NOTE: PDF images will not be parsed.
We provide a basic chunking strategy, i.e., unstructured chunking. This means that meta-information such as the chapter or section level is missed when chunking the documents.
Two parameters control the chunking structure:
- CHUNK_SIZE: controls the maximum number of characters in one text chunk
- CHUNK_OVERLAP: controls the characters that overlap between following chunks.
The chunk size controls the granularity in which the text is divided: small chunks provide very specific, almost keyword based, matches to the query. Larger chunks allow to grasp more context and subtle meaning of the text.
To start with, we suggest to go for CHUNK_SIZE = 2000, CHUNK_OVERLAP = 500. From our experiments, these values provide a good default for many situations.
The following is a simple example to setup a parsing strategy. Please follow these steps:
- Store PDF documents in a folder named
./documents - Create a script like the following:
from tangbao import parse_docs
CHUNK_SIZE = 2000
CHUNK_OVERLAP = 500
filenames_df = parse_docs.get_filenames("./documents")
processed_docs = parse_docs.process_documents(filenames_df, CHUNK_SIZE, CHUNK_OVERLAP)
processed_docs["Metadata"] = processed_docs["Metadata"].apply(parse_docs.parse_metadata)
# Save file for the next step
processed_docs.to_parquet(f'my_docs_cs_{CHUNK_SIZE}_co_{CHUNK_OVERLAP}.parquet')
Step 2: Index the RAG Database
After we've parsed the documents in Step 1, we can index the RAG's vector database with the document chunks and metadata.
- Make sure to use the same CHUNK_SIZE and CHUNK_OVERLAP values from the previous step.
- Make sure you have the
.parquetfile in your working directory. - The INDEX_NAME can have underscores, dashes, numbers and lower-case characters only.

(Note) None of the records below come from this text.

PR #338, opened 2020-07-09
Fix #334: Alter default privileges

### LINKED ISSUE #334: Incorrect instructions to alter default privileges on functions
In the Schema structure document the following is prescribed:

```
ALTER DEFAULT PRIVILEGES IN SCHEMA api REVOKE EXECUTE ON FUNCTIONS FROM PUBLIC;
```

but the PostgreSQL documentation specifically informs that this **will have no effect**. From <https://www.postgresql.org/docs/12/sql-alterdefaultprivileges.html#SQL-ALTERDEFAULTPRIVILEGES-EXAMPLES>:

> Note however that you cannot accomplish that effect with a command limited to a single schema. This command has no effect, unless it is undoing a matching GRANT:
>
> ``` 
> ALTER DEFAULT PRIVILEGES IN SCHEMA public REVOKE EXECUTE ON FUNCTIONS FROM PUBLIC;
> ```
>
> That's because per-schema default privileges can only add privileges to the global setting, not remove privileges granted by it.

To make it work as expected the `IN SCHEMA api` fragment should be removed. The possible unintended side effect is that this will change default privileges in all schemas. The only way to deal with it I can think of is to order the statements. 

Shall I prepare a PR to improve this?

Thanks for all the excellent work on PostgREST!

tad-lispy:
As discussed in the #334 issue.

### DIFF
--- a/schema_structure.rst
+++ b/schema_structure.rst
@@ -38,8 +38,8 @@ After that, you'll need to grant EXECUTE privileges on functions explicitly:
 
 .. code-block:: postgres
 
+   GRANT EXECUTE ON ALL FUNCTIONS IN SCHEMA api TO web_user;
    GRANT EXECUTE ON FUNCTION login TO anonymous;
-   GRANT EXECUTE ON FUNCTION reset_password TO web_user;
 
 Security definer
 ----------------
--- a/schema_structure.rst
+++ b/schema_structure.rst
@@ -20,11 +20,17 @@ This allows you to change the internals of your schema and maintain backwards co
 Functions
 =========
 
-By default, when a function is created, the privilege to execute it is not restricted by role. The function access is PUBLIC—executable by all roles(more details at `PostgreSQL Privileges page <https://www.postgresql.org/docs/12/ddl-priv.html>`_). This is not ideal for an API schema. To disable this behavior, you can run the following SQL statement:
+By default, when a function is created, the privilege to execute it is not restricted by role. The function access is PUBLIC—executable by all roles (more details at `PostgreSQL Privileges page <https://www.postgresql.org/docs/12/ddl-priv.html>`_). This is not ideal for an API schema. To disable this behavior, you can run the following SQL statement:
 
 .. code-block:: postgres
 
-  ALTER DEFAULT PRIVILEGES IN SCHEMA api REVOKE EXECUTE ON FUNCTIONS FROM PUBLIC;
+  ALTER DEFAULT PRIVILEGES REVOKE EXECUTE ON FUNCTIONS FROM PUBLIC;
+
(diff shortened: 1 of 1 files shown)


schema_structure.rst
```diff
@@ -20,20 +20,26 @@ This allows you to change the internals of your schema and maintain backwards co
...
 .. code-block:: postgres
 
-  ALTER DEFAULT PRIVILEGES IN SCHEMA api REVOKE EXECUTE ON FUNCTIONS FROM PUBLIC;
+  ALTER DEFAULT PRIVILEGES REVOKE EXECUTE ON FUNCTIONS FROM PUBLIC;
+
+This will change the privileges for all functions created in the future in all schemas. Currently there is no way to limit it to a single schema. The key phrase here is *in the future*. Therefore you should put this statement at the beginning of the API schema definition, and then at the end reverse it with:
+
+.. code-block:: postgres
+
+  ALTER DEFAULT PRIVILEGES GRANT EXECUTE ON FUNCTIONS TO PUBLIC;
```
steve-chavez, line 33: How about if we make the reversal a note? Like "If you'd like to reverse this, you can do ALTER..".

I think we should encourage the practice of being explicit with func privileges.
Is likely that if the user wants to use all functions unrestricted, he'll login with a superuser anyway.

schema_structure.rst
```diff
@@ -20,20 +20,26 @@ This allows you to change the internals of your schema and maintain backwards co
...
 
 See `PostgreSQL alter default privileges <https://www.postgresql.org/docs/current/static/sql-alterdefaultprivileges.html>`_ for more details.
 
 After that, you'll need to grant EXECUTE privileges on functions explicitly:
 
 .. code-block:: postgres
 
+   GRANT EXECUTE ON ALL FUNCTIONS IN SCHEMA api TO web_user;
    GRANT EXECUTE ON FUNCTION login TO anonymous;
-   GRANT EXECUTE ON FUNCTION reset_password TO web_user;
```
steve-chavez, line 43: Could also be like
```sql
GRANT EXECUTE ON FUNCTION login TO anonymous;
GRANT EXECUTE ON FUNCTION signup TO anonymous;

-- you can also grant execute on all functions in a schema to a higher privileged role
GRANT EXECUTE ON ALL FUNCTIONS IN SCHEMA api TO web_user;
```

steve-chavez:
@tad-lispy Check my above comments :). After that I think the PR is good to merge.

tad-lispy:
Updated in the direction you suggested @steve-chavez.

steve-chavez:
Great work here @tad-lispy! Change already live http://postgrest.org/en/v7.0.0/schema_structure.html#functions.

tad-lispy:
Awesome! Thanks.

Note: Its very important that you keep your index name a secret so others won't overwrite it with their documents. Consider using an environment variable for this, similar to how we treat an API Key. Another level of assurance that no one will overwrite your index with their documents would be to generate a unique index name, e.g., with
import uuid
from tangbao.apollo import Apollo
unique_id = str(uuid.uuid4()) # can only include lower case alpha-numeric, underscores, and dashes
apollo = Apollo()
iam = apollo.iam()
INDEX_NAME=f'{iam["id"]}_{unique_id}'
But then just remember to record this index name in your .env for use later on. If you call it INDEX_NAME, then
you can call on it with e.g., os.getenv("INDEX_NAME")
- Index the RAG DB. This can be done following a similar script:
from tangbao.apollo import Apollo
from tangbao.parse_docs import separate_for_indexing
from tangbao import config
import pandas as pd
import os
# use the same values from Step 1
CHUNK_SIZE = 2000
CHUNK_OVERLAP = 500
PARQUET_FILE = f'my_docs_cs_{CHUNK_SIZE}_co_{CHUNK_OVERLAP}.parquet'
INDEX_NAME = os.getenv("INDEX_NAME") # can only include lower case alpha-numeric, underscores, and dashes
EMBEDDING_MODEL = "openai-text-embedding-3-large" # you can see other embedding models with apollo.get_model_info()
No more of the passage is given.